I was not able to make it from Texas to Iowa to see Grandpa Aldrich before he passed away. But he was told while he was in the hospital that we were expecting at about the same time that he got to hold my cousin’s newborn second son. Grandpa loved the music of Burl Ives. In many ways he was like Burl Ives. He even vaguely looked like Burl Ives. And we did get to attend his funeral. (My Grandpa, I mean.) And shortly after that, Burl Ives died and I saw the announcement on the news. This is one sort of ghost I believe in. He came to commune with me as I lay on my sickbed thinking about death. And on a day after finding out that my son, now in the Marines, is about to be discharged after five years and will be home next week. He is ghost of memory. A vibrant and talented spirit of the past who lives on through his work. And he brings with him the ghost of my Grandpa Aldrich, They are both no longer living, but lingering still in the echoes of memory, and still affecting life.
Then, of course, there’s the whole matter of the ghost dog. Yes, I continue to see flashes and images and shadows of a brown dog in our house, larger and browner than our own dog, that disappear as soon as you look directly at them. My oldest son has said that he has seen the very same thing, so it is not merely brain damage or impending insanity on my part, unless it is something that also runs in the family. And it has been suggested to me by an elderly neighbor that two families ago, a brown family dog lived in this house and may be buried in the yard.
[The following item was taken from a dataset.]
PR #441, opened 2023-09-05
fix: `wait_for_er` & `wait_for_er_asr` loops without a limit

iGxnon:

    `leader_retires` will invoke `CommandBoard::clear`, which will clear all command results in command board and then notify those wait task.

I believe it is possible that life and love in a family leaves its imprint in many ways on a house, a home, an inhabited place.
I know it can easily be put down to misinterpretations of things seen in peripheral vision, or even mental misinterpretations responding to subtle suggestions. I doubt that there is actually a protoplasmic or energy form that continues after death. But if there is something there, it is benevolent rather than malevolent. Ghosts, if they exist, are a good thing, not a bad one. It doesn’t scare me to live in a place that has a soul capable of absorbing and incorporating a faithful family dog.
Basically, I am insisting that the existence of ghosts is irrelevant. I do not require the artificial reassurance of belief in a life after death to make me unafraid of facing death. I am a part of everything that exists, and I will continue to be a part of it even after my body is dissolved and my consciousness is silenced. Even if life on Earth is extinguished, the fact of my existence is not erased or invalidated. The poet says, “You are a child of the universe. No less than the trees and the stars, you have a right to be here. And whether or not it is clear to you, the universe is unfolding as it should.” -from Disiderata by Anonymous
So, I am ill and thinking about death, for it is not very far away now. And I do not fear it. As I do not fear ghosts. For I don’t believe in them… except for the ones I do.